A Continuously Growing Dataset of Sentential Paraphrases (1708.00391v1)

Published 1 Aug 2017 in cs.CL

Abstract: A major challenge in paraphrase research is the lack of parallel corpora. In this paper, we present a new method to collect large-scale sentential paraphrases from Twitter by linking tweets through shared URLs. The main advantage of our method is its simplicity, as it gets rid of the classifier or human in the loop needed to select data before annotation and subsequent application of paraphrase identification algorithms in the previous work. We present the largest human-labeled paraphrase corpus to date of 51,524 sentence pairs and the first cross-domain benchmarking for automatic paraphrase identification. In addition, we show that more than 30,000 new sentential paraphrases can be easily and continuously captured every month at ~70% precision, and demonstrate their utility for downstream NLP tasks through phrasal paraphrase extraction. We make our code and data freely available.

Citations (161)

View on Semantic Scholar

Summary

The paper introduces a novel methodology to build a large, continuously growing dataset of sentential paraphrases by linking tweets that share the same URLs.
The constructed corpus comprises 51,524 human-labeled sentence pairs, the largest to date, with potential for approximately 30,000 new paraphrases monthly at circa 70% precision.
This scalable dataset facilitates advancements in paraphrase identification algorithms, various NLP applications, and future research directions, including multilingual analysis.
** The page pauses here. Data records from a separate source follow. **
Issue #34, opened 2016-01-04
Could Encoders and Decoders be Send ?


kali:
I don't think miniz stuff would mind being passed around.

alexcrichton:
Hm indeed, I think so!

I'll do an audit and review #36 soon and probably merge

alexcrichton:
Fixed in https://github.com/alexcrichton/flate2-rs/pull/36

PR #36, opened 2016-01-11
make mz_stream Send

kali:
Should answer #34.

### DIFF
--- a/src/stream.rs
+++ b/src/stream.rs
@@ -12,6 +12,9 @@ pub struct Stream<D: Direction> {
     _marker: marker::PhantomData<D>,
 }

A Continuously Growing Dataset of Sentential Paraphrases

The paper, authored by Lan et al., addresses a significant challenge in the field of paraphrase research—specifically, the scarcity of parallel corpora for sentential paraphrases. The researchers introduce an innovative methodology to amass large-scale sentential paraphrases from Twitter, significantly expanding the paraphrase resource pool. This work presents an opportunity for both paraphrase identification algorithms and various downstream applications in NLP to benefit from this abundant and continuously updated corpus.

Methodology and Dataset Construction

The primary advancement of this paper lies in the novel approach of harvesting paraphrases from Twitter by linking tweets through shared URLs. This method circumvents the need for classifier-biased or human-in-the-loop data selection, which has been characteristic of previous paraphrase corpora, such as MSRP and PIT-2015. By leveraging URLs common to multiple tweets, researchers gathered a substantial corpus comprising 51,524 sentence pairs—a notable achievement as the largest human-labeled paraphrase corpus developed to date.

The paper details the process of constructing this corpus, exemplified by filtering for quality and reducing redundancy, particularly addressing automatic and manual retweets. A critical aspect of the corpus is its continuous growth potential, whereby approximately 30,000 new sentential paraphrases can be identified monthly with a precision rate of circa 70%. This progression underscores the paper’s significant contribution to creating an ever-expanding paraphrase resource.

Empirical Evaluation

The paper provides a comprehensive empirical evaluation comparing the new corpus against existing datasets, MSRP and PIT-2015, across different dimensions. The comparison reveals notable distinctions in paraphrase phenomena—such as elaboration, phrasal, and anaphora—which are prevalent in the Twitter URL corpus but not as pronounced in MSRP or PIT-2015.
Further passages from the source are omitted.